What you have to do:
Using the records below, repeat exactly the lines from the one holding "- schedule_inspection warns" through the one holding "Argo Workflow to", both ends included, and no others.

Dataset extract:
PR #759, opened 2020-04-01
Allow to set use_argo and initialize workflow_manager

CermakM:
- schedule_inspection warns about using argo workflows

### DIFF
--- a/thoth/common/openshift.py
+++ b/thoth/common/openshift.py
@@ -146,14 +146,8 @@ class OpenShift:
                 "TLS verification when communicating with k8s/okd master is disabled"
             )
 
-        self.use_argo = use_argo or bool(int(os.getenv("THOTH_USE_ARGO", 0)))
-
-        self.workflow_manager = None
-        if self.use_argo:
-            _LOGGER.info("Using Argo Workflow to run jobs")
-            from .workflows import WorkflowManager
-
-            self.workflow_manager = WorkflowManager(openshift=self)
+        self._use_argo = use_argo or bool(int(os.getenv("THOTH_USE_ARGO", 0)))
+        self._workflow_manager = None
 
     @property
     def token(self) -> str:
@@ -168,6 +162,32 @@ class OpenShift:
                 ]["value"].split(" ")[1]
 
         return self._token
+
+    @property
+    def use_argo(self) -> bool:
+        """Return whether Argo Workflows are currently enabled."""
+        return self._use_argo
+
+    @use_argo.setter
+    def use_argo(self, enable: bool):
+        """Set whether Argo Workflows are enabled."""
+        if enable:
+            _LOGGER.debug("Argo Workflows enabled")
+        else:
+            _LOGGER.debug("Argo Workflows disabled")
+
+        self._use_argo = enable
+
+    @property
+    def workflow_manager(self):
+        """Return WorkflowManager instance.
+
+        This property lazily initializes the WorkflowManager.
+        """
+        if self._workflow_manager is None:
+            from .workflows import WorkflowManager
+            self._workflow_manager = WorkflowManager(openshift=self)
+        return self._workflow_manager
 
     @staticmethod
     def _set_env_var(template: Dict[str, Any], **env_var: str) -> None:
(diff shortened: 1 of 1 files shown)


thoth/common/openshift.py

Output of the exercise:
- schedule_inspection warns about using argo workflows

### DIFF
--- a/thoth/common/openshift.py
+++ b/thoth/common/openshift.py
@@ -146,14 +146,8 @@ class OpenShift:
                 "TLS verification when communicating with k8s/okd master is disabled"
             )
 
-        self.use_argo = use_argo or bool(int(os.getenv("THOTH_USE_ARGO", 0)))
-
-        self.workflow_manager = None
-        if self.use_argo:
-            _LOGGER.info("Using Argo Workflow to run jobs")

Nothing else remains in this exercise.